Why do my findings matter?

IPV measurement

Time-of-day effects create a sizable source of underestimation of widely disseminated indicators on IPV prevalence. The 6.1 percentage point estimate reported earlier implies that, in comparison to morning surveys, evening surveys underestimate IPV prevalence among women with drinking husbands by 15%.  

This reporting bias falls within broad ranges of measurement errors reported in the survey design effects literature. For example:

·       Cullen (2023) finds that women in Nigeria were 35% less likely to report physical IPV on a face-to-face survey than on a list experiment.

·       Jeong et al. (2023) find that an additional hour of survey time increased the likelihood that survey respondents in Malawi and Liberia skipped questions by 10% to 64%.

·       Abay et al. (2022) find that delaying a food consumption module by 15 minutes in a phone survey decreased reported food diversity scores among rural Ethiopian women by 15% to 17%.

IPV and causality

Given that time-of-day effects are correlated with husbands’ alcohol consumption, they are a source of non-classical measurement error in survey-based IPV data, which biases regression estimates in subsequent empirical analyses.

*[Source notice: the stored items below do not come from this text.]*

PR #3109, opened 2023-04-27
Migrate the Nix build to a reusable workflow

tobim:
Here we refactor the nix CI job to make it more flexible.
The API is analogous to the reusable workflow for the Docker build, but we still use a matrix for Nix because the static binary build can't share intermediate build products (yet).

The core logic is implemented in a nushell script, which simplifies the implementation thanks to its rich data model.

### DIFF
--- a/.github/workflows/nix-config-base.json
+++ b/.github/workflows/nix-config-base.json
@@ -1,0 +1,27 @@
+{
+  "editions": [
+    {
+      "name": "vast",
+      "static": true,
+      "copy-package": true,
+      "package-stores": [
+        "gcs:tenzir-public-data/static-binary-builds"
+      ],
+      "image-registries": [
+        "ghcr.io",
+        "docker.io"
+      ]
+    },
+    {
+      "name": "vast-ce",
+      "static": true,
+      "copy-package": false,
+      "package-stores": [
+        "gcs:tenzir-vast/static-binary-builds"
+      ],
+      "image-registries": [
+        "622024652768.dkr.ecr.eu-west-1.amazonaws.com"
+      ]
+    }
+  ]
+}
--- a/.github/workflows/nix-config-base.json
+++ b/.github/workflows/nix-config-base.json
@@ -3,7 +3,7 @@
     {
       "name": "vast",
       "static": true,
-      "copy-package": true,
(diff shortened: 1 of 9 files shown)


.github/workflows/vast.yaml
```diff
@@ -215,7 +216,7 @@ jobs:
           run_if_changed changelog "changelog/" "web/" "python/"
           VAST_SOURCES=(cmake/ CMakeLists.txt libvast/ libvast_test/ scripts/ schema/ tools/ vast/ vast.yaml.example version.json)
           run_if_changed vast "${VAST_SOURCES[@]}"
-          run_if_changed_default vast-plugins $run_vast "plugins/" "contrib/vast-plugins/"
+          run_if_changed vast-plugins "plugins/" "contrib/vast-plugins/"
```
tobim, line 219: This seems to be a rebase error, it should not be in this PR.

.github/workflows/nix.yaml
```diff
@@ -0,0 +1,165 @@
...
+      - name: Install Nix
+        uses: cachix/install-nix-action@v21
+        with:
+          github_access_token: ${{ secrets.GITHUB_TOKEN }}
+      - name: Setup Cachix
+        uses: cachix/cachix-action@v12
+        with:
+          name: vast
+          signingKey: "${{ secrets.CACHIX_VAST_SIGNING_KEY }}"
+          pushFilter: "vast-ee"
```
tobim, line 102: We should whitelist the open source edition here.

.github/workflows/nix-config-base.json
```diff
@@ -0,0 +1,27 @@
+{
+  "editions": [
+    {
+      "name": "vast",
+      "static": true,
+      "copy-package": true,
```
tobim, line 6: This needs a better name

```suggestion
      "upload-package-to-github": true,
```

.github/workflows/nix.yaml
tobim: Not as easy as first thought, because we'd have to whitelist all the packages we depend on as well. I came up with a better filter expression instead. The action uses `grep -vEe "$pushFilter"` internally.

PR #3765, opened 2023-12-22
Fix blob parsing with padding

jachris:
When reading Base64-encoded JSON string uses the `blob` type, padding with `=` is now accepted.


dominiklohmann (approved):
Please add a test before merging.

PR #3771, opened 2023-12-29
Improve robustness of TCP connector

mavam:
This PR streamlines the response promise handling in the TCP connector, avoiding potential double delivery.

### DIFF
--- a/libtenzir/builtins/connectors/tcp.cpp
+++ b/libtenzir/builtins/connectors/tcp.cpp
@@ -111,13 +111,12 @@ auto make_tcp_bridge(tcp_bridge_actor::stateful_pointer<tcp_bridge_state> self)
           | boost::asio::ssl::verify_fail_if_no_peer_cert);
         self->state.tls_socket.emplace(*self->state.socket,
                                        *self->state.ssl_ctx);
-        if (SSL_set1_host(self->state.tls_socket->native_handle(),
-                          hostname.c_str())
-            != 1)
+        auto tls_handle = self->state.tls_socket->native_handle();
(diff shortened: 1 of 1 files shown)


libtenzir/builtins/connectors/tcp.cpp
```diff
@@ -131,24 +130,26 @@ auto make_tcp_bridge(tcp_bridge_actor::stateful_pointer<tcp_bridge_state> self)
...
                     ec::system_error,
                     fmt::format("connection failed: {}", ec.message())));
+                }
                 if (self->state.tls_socket) {
                   self->state.tls_socket->handshake(
                     boost::asio::ssl::stream<
                       boost::asio::ip::tcp::socket>::client,
                     ec);
+                  if (ec) {
+                    return self->state.connection_rp.deliver(caf::make_error(
```
tobim, line 144: IIuc this `return` is the only non-cosmetic change, is that correct?

tobim (commented):
Can you provide an example pipeline that now behaves differently? Ideally in the form of a test ;).

libtenzir/builtins/connectors/tcp.cpp
mavam: Some `return`s are cosmetic transformations for consistency throughout a single function, others not. For example, a failed TLS handshake caused a double delivery.

mavam:
> Can you provide an example pipeline that now behaves differently? Ideally in the form of a test ;).

Alas, no. It's a bit stabbing in the dark. At least one potential bug is fixed with this PR, the rest are transformations that result in a more robust control flow.

tobim (approved):

PR #3777, opened 2024-01-04
Update the manual static build workflow

tobim:
The actual builder workflow now takes an additional parameter named "gha-runner-labels". The workflow broke when we added support for building on darwin.


mavam (approved):
Blindly approving, but seems like a plausible fix.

Consider, for example, an experimental study that examines the effects of a women’s employment intervention on IPV exposure. If the treatment increases women’s daytime employment outside the household, treated women become less likely than control group women to be available for endline household surveys during the morning or afternoon versus the evening household survey time. Hence, IPV underreporting is systematically more likely to occur among the women in the treatment group than among the women in the control group, leading researchers to overestimate the role that the intervention played in reducing IPV. Thus, in the presence of time-of-day effects, researchers may fail to detect unintended consequences of women’s empowerment interventions, due to male backlash, that would warrant critical changes in program design.

Implications for survey implementation and analysis

Fortunately, non-classical measurement error driven by time of day may be avoided during survey implementation or addressed post hoc during subsequent analyses of the collected data.

For large-scale survey efforts, such as the DHS, in which enumerators must interview large samples of households over short periods of time, it may not be feasible to conduct all interviews during the morning. Yet enumerators may attempt to visit households before 4 pm, which is the time in which the findings of my study suggest that sizable heterogeneity in IPV disclosure begins to emerge between women with husbands who consume alcohol and women with husbands who do not consume alcohol.

The implications of my results are not only applicable to large-scale household survey efforts but are also relevant for empirical researchers. For example, principal investigators can ensure that respondents from treatment and control groups are interviewed during similar times to preemptively avoid biased treatment estimates. Furthermore, enumerators can collect detailed data on the number of visits to the household, the time of day for each household visit, and the time that each module was administered to the respondent. Therefore, researchers conducting empirical analyses on survey-based IPV data can control for survey time in their regression models to account for heterogeneous selection into IPV reporting due to time of day. 

 

Katherine Theiss is a PhD student at Fordham University.

 

[1] The DHS also includes households and respondents who were surveyed during an enumerator’s second or third visit. Yet I exclude these interviews from my analysis given that the household survey start time may be correlated with endogenous factors.